─── Provided records

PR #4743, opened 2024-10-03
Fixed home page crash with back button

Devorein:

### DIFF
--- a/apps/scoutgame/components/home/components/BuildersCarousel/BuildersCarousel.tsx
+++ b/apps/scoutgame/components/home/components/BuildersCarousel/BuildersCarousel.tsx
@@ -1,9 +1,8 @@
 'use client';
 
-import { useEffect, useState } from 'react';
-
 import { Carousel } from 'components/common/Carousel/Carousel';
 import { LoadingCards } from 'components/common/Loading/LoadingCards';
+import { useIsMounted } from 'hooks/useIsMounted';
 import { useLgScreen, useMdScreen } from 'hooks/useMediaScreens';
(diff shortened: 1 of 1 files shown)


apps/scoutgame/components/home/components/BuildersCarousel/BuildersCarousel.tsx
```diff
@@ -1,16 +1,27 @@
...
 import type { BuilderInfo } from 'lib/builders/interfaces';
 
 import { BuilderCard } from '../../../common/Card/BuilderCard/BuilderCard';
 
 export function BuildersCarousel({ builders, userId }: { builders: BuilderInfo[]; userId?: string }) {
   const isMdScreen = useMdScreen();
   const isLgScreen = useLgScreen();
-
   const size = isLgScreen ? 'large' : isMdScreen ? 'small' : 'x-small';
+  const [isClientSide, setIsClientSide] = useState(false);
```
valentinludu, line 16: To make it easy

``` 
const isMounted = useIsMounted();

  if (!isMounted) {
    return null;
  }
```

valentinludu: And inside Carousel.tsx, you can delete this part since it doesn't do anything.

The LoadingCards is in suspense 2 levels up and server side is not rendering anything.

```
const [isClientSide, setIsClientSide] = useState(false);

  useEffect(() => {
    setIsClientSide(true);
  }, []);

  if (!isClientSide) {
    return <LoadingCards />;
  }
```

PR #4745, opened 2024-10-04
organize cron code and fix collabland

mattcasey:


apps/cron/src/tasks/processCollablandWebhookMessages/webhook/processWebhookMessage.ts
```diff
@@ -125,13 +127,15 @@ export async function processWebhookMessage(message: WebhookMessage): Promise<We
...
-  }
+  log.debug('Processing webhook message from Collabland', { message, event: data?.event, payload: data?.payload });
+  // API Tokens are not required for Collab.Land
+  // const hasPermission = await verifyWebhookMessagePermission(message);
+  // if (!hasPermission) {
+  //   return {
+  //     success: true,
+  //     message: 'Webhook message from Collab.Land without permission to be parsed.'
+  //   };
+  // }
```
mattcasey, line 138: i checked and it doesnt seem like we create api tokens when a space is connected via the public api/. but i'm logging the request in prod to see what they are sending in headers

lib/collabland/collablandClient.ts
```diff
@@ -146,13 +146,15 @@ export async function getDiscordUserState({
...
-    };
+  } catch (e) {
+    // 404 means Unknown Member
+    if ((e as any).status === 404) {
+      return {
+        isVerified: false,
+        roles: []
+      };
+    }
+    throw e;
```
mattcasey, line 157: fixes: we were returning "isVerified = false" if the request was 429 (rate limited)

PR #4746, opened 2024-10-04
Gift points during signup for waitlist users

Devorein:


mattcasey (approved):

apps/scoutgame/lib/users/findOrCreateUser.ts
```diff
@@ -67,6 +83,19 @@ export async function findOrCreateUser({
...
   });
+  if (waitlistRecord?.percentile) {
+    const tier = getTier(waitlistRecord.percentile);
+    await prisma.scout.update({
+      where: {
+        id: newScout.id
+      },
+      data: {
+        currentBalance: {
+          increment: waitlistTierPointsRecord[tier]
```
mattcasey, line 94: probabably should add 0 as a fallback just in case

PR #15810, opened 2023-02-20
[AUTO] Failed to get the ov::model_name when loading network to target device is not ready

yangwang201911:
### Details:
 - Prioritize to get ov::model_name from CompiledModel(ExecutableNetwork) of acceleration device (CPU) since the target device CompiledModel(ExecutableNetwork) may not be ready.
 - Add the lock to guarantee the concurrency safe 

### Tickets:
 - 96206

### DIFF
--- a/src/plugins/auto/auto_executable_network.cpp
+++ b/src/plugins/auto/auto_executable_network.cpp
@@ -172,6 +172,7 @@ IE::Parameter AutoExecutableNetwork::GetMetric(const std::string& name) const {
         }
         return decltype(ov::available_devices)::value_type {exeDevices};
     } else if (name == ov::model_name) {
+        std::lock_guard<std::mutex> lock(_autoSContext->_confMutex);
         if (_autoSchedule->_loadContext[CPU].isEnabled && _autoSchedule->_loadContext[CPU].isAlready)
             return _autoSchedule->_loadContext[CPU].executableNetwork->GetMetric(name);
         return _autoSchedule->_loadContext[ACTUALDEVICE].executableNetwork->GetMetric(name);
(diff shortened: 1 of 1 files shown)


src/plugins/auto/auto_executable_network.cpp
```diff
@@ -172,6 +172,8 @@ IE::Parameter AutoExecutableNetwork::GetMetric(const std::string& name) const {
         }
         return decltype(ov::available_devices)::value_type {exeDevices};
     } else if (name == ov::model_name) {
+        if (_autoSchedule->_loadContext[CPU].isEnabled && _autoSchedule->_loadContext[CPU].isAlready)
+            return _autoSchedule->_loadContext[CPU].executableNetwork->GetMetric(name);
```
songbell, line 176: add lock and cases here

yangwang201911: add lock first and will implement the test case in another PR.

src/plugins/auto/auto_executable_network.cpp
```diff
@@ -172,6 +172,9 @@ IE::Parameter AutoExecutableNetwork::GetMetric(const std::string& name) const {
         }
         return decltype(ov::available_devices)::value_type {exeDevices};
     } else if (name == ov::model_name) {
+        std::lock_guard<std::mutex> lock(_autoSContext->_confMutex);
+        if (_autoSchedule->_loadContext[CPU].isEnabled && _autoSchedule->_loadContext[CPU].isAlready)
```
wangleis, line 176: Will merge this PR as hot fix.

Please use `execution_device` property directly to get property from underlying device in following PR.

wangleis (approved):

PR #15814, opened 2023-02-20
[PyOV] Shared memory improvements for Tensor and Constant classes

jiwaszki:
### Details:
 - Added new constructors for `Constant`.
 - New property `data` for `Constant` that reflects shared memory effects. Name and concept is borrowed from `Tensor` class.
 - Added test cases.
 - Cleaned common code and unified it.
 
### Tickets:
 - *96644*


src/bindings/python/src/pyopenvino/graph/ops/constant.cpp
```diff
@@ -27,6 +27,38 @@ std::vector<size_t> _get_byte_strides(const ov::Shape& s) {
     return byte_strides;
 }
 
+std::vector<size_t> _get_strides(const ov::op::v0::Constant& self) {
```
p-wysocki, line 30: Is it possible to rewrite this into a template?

──────

▶ **Activity**
Select and copy each line from the data that includes the word "tier".

▶ **Task solution**
+    const tier = getTier(waitlistRecord.percentile);
+          increment: waitlistTierPointsRecord[tier]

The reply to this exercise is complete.